I presented a talk on scalable in-database machine learning using PL/Python at Postgres Open Silicon Valley. As a fan and long time Postgres users, I have greatly benefited by leveraging PL/Python User Defined Functions (UDFs) and User Defined Aggregates (UDAs). These tools greatly enhance the power of a SQL database like Postgres by bringing all the nimbleness of Python and it’s rich ecosystem of libraries.
Below is a short summary of my talk, a link to the source code if you want to take it for a spin yourself and a video recording of my talk.
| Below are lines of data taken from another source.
Issue #159, opened 2018-06-05
Use IntentService with PendingIntent to receive background location updates


tobrun:
Capturing from [LocationRequest documentation](https://developers.google.com/android/reference/com/google/android/gms/location/FusedLocationProviderClient#requestLocationUpdates(com.google.android.gms.location.LocationRequest,%20android.app.PendingIntent)):

> This method is suited for the background use cases, more specifically for receiving location updates, even when the app has been killed by the system. In order to do so, use a PendingIntent for a started service. For foreground use cases, the LocationCallback version of the method is recommended, see requestLocationUpdates(LocationRequest, LocationCallback, Looper).

We currently rely on using the other method above which should be used for foreground use-cases.

tobrun:
cc @mapbox/mobile-telemetry

andrlee:
@tobrun now that liblocation supports both batching and background mode. can this ticket be closed? it is not super clear to me whether the scope of it also covers integration into libtelemetry? thoughts?

andrlee:
Fixed by https://github.com/mapbox/mapbox-events-android/pull/236

Issue #163, opened 2018-06-14
Batch location events


tobrun:
To optimize background location update. It's advised to use batching of location updates.

> If your app is running in the background, the location system service computes a new location for your app only a few times each hour. This is the case even when your app is requesting more frequent location updates. By using the batched version of FLP, however, you have access to more time-frequent location history after your app receives a batch update

See related javadoc [here](https://developers.google.com/android/reference/com/google/android/gms/location/LocationRequest#setMaxWaitTime(long)).

Refs #159 

cc @electrostat @zugaldia

andrlee:
Fixed by https://github.com/mapbox/mapbox-events-android/pull/236

PR #192, opened 2018-07-27
Switch to PendingIntent System

electrostat:
Change from using Callback to utilizing PendingIntent for location updates with GoogleLocationEngine

Fixes https://github.com/mapbox/mapbox-events-android/issues/159#issuecomment-394836236

### DIFF
--- a/liblocation/src/main/java/com/mapbox/android/core/location/LocationEngineProvider.java
+++ b/liblocation/src/main/java/com/mapbox/android/core/location/LocationEngineProvider.java
@@ -82,7 +82,8 @@ public class LocationEngineProvider {
     backgroundLocationEngineDictionary = new HashMap<>();
     Map<LocationEngine.Type, LocationEngineSupplier> backgroundLocationEnginesDictionary =
       obtainDefaultBackgroundLocationEnginesDictionary();
-    for (Map.Entry<LocationEngine.Type, LocationEngineSupplier> entry : backgroundLocationEnginesDictionary.entrySet()) {
+    for (Map.Entry<LocationEngine.Type,
+      LocationEngineSupplier> entry : backgroundLocationEnginesDictionary.entrySet()) {
       LocationEngineSupplier locationEngineSupplier = entry.getValue();
       if (locationEngineSupplier.hasDependencyOnClasspath()) {
         LocationEngine available = locationEngineSupplier.supply(context);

Enterprises who wish to build data driven machine learning applications should have access to technology that enables processing large volumes and flavors (structured, unstructured) of data efficiently and economically. There are vast collections of libraries for several specialized domains in the PyData ecosystem that are almost universally adopted by data scientists and engineers. Harnessing these libraries on a scalable platform/computation framework would help enterprises rapidly derive value from their data. In-database analytics brings computations to where the data resides, thereby reducing transport costs and I/O bottlenecks. PL/Python is a glue that binds the rich set of libraries in the PyData stack with the data residing in a Postgres database. In this talk I’ll demonstrate how to harness the power Python and it’s ecosystem of data science and machine learning libraries to build statistical models for machine learning applications, in database on Postgres. I will begin with an overview of PL/Python on Postgres and describe concepts such as User Defined Functions (UDF) and Aggregates (UDA) in detail. I will then describe data parallel and model parallel machine learning problems with real world applications in Natural Language Processing (NLP) and illustrate with examples how to leverage libraries such as numpy, scipy, scikit-learn for solving them through PL/Python.